I use prodiamine as a pre-emergent, as it is reasonably inexpensive on a per-application basis. I apply 3 times a year at the 3-month rate each time. This keeps me under the recommended maximum annual application amount and gives just about year-round coverage for the weeds I'm targeting.

I make the first 3-month rate application in the spring at the time of Forsythia bloom. This is typically the last week of April or early May for me. It will be earlier for folks further south. This application is to protect against crabgrass and other early summer weeds.

I make a second 3-month rate application at the beginning of August to protect against _Poa annua_ in early fall. I then make a second 3-month rate application around October 1st to provide additional protection against _Poa annua_ in late fall. At a 3-month rate, that should last until Jan 1st.

There are many other reasonable approaches, depending upon one's goals and primary weed threats in your area for your lawn.


----------



## g-man (Jun 15, 2017)

I follow K&N plan but I use dimension granular early spring since it is easier to apply (no cleaning of tanks, wands, etc), plus I could do year long coverage. Do, early spring (dimension), May (prodiamine), August (prodiamine), and Oct (prodiamine). These dates have to be adjusted for your weather/location.


----------



## GrassDaddy (Mar 21, 2017)

Poa annua germinates at 70 degrees (soil temp) so ideally you would apply it before then.


----------



## vnephologist (Aug 4, 2017)

g-man's early spring (dimension), May (prodiamine), August (prodiamine), and Oct (prodiamine) sounds like a good plan. I've only found two poa annua plants so far and find it hard to believe that I completely killed my small outbreak with only Tenacity last Fall, so I think I still have time. I guess the Davis soil temp sensor is handy for this use case as well.


----------



## GrassDaddy (Mar 21, 2017)

Now that is cool!


----------



## TulsaFan (May 1, 2017)

GrassDaddy said:


> Poa annua germinates at 70 degrees (soil temp) so ideally you would apply it before then.

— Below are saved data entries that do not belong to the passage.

PR #2705, opened 2024-10-22
Add Shared Context for multi-project controller

panslava:
- Not used yet
- Stores fields that are shared between projects and does not need to be created per project
- Will be used later to start controllers for multi-project scenarious


gauravkghildiyal:
Thanks!

While the change in isolation LGTM, it's possible that we may have to revisit something depending on the usage.

/lgtm

PR #2706, opened 2024-10-22
Fix port range to port comparison for forwarding rules

TheBeeZee:


pkg/loadbalancers/forwarding_rules.go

If I was looking at Mesonet, would I look for the 2", 4", or 10" soil temperature?


----------



## Matthew_73 (Jul 9, 2019)

g-man said:


> I follow K&N plan but I use dimension granular early spring since it is easier to apply (no cleaning of tanks, wands, etc), plus I could do year long coverage. Do, early spring (dimension), May (prodiamine), August (prodiamine), and Oct (prodiamine). These dates have to be adjusted for your weather/location.


When is too late for a Fall My reno is on Day 50.. We are in the same climate... I also have Tenacity as that will work now, but then what?


----------



## g-man (Jun 15, 2017)

I dont understand your question.


----------



## GregKeller (Sep 7, 2020)

g-man said:


> I follow K&N plan but I use dimension granular early spring since it is easier to apply (no cleaning of tanks, wands, etc), plus I could do year long coverage. Do, early spring (dimension), May (prodiamine), August (prodiamine), and Oct (prodiamine). These dates have to be adjusted for your weather/location.


Not to question your process, but would it make more sense to make the early spring app prodiamine, and the May app Dimension? Dithyopyr is effective as a post emergent against young crabgrass isn't it? It would seem to get a good pre down early (most likely before anything comes up), then the next app to extend the preemergent window, but also kill anything that came up as the prodiamine wore off. Just sort of thinking out loud.


----------



## kk07 (Sep 2, 2020)

vnephologist said:


> g-man's early spring (dimension), May (prodiamine), August (prodiamine), and Oct (prodiamine) sounds like a good plan. I've only found two poa annua plants so far and find it hard to believe that I completely killed my small outbreak with only Tenacity last Fall, so I think I still have time. I guess the Davis soil temp sensor is handy for this use case as well.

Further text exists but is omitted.